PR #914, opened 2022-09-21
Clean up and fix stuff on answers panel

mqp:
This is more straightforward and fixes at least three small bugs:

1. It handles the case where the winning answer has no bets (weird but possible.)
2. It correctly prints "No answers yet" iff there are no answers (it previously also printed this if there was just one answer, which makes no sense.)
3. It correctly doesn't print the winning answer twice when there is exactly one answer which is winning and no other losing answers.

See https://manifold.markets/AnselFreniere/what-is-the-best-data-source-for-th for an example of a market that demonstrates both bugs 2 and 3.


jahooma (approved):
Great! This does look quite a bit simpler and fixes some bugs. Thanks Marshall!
━━━━━━━━━━━━━━━━━━━━━━━━━━━━━━
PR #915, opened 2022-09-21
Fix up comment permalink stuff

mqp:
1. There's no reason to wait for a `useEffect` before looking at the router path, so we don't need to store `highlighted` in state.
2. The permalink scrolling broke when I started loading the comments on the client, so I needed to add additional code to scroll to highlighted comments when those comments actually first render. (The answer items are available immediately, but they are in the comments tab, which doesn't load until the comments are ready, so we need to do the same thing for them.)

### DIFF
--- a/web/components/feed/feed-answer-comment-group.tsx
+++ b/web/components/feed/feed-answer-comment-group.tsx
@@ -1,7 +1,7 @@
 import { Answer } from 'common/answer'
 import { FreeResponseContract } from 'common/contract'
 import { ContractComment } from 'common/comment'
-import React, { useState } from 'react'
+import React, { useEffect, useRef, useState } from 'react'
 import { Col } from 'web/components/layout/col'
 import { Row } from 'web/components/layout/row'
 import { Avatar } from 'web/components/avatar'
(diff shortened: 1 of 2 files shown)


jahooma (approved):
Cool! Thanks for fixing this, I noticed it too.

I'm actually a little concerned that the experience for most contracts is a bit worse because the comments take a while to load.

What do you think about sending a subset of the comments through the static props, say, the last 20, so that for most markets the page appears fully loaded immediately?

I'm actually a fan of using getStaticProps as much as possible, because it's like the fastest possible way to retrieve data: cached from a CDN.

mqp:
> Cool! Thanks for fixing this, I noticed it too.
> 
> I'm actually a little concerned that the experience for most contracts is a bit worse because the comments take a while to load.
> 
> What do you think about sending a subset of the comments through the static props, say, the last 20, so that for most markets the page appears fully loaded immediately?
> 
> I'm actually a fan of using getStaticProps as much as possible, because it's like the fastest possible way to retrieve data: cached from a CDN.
━━━━━━━━━━━━━━━━━━━━━━━━━━━━━━
▶ **What you have to do**
Find each line of the data above that holds the word "because", then copy it.

▶ **Your response**
I'm actually a little concerned that the experience for most contracts is a bit worse because the comments take a while to load.
I'm actually a fan of using getStaticProps as much as possible, because it's like the fastest possible way to retrieve data: cached from a CDN.
> I'm actually a little concerned that the experience for most contracts is a bit worse because the comments take a while to load.
> I'm actually a fan of using getStaticProps as much as possible, because it's like the fastest possible way to retrieve data: cached from a CDN.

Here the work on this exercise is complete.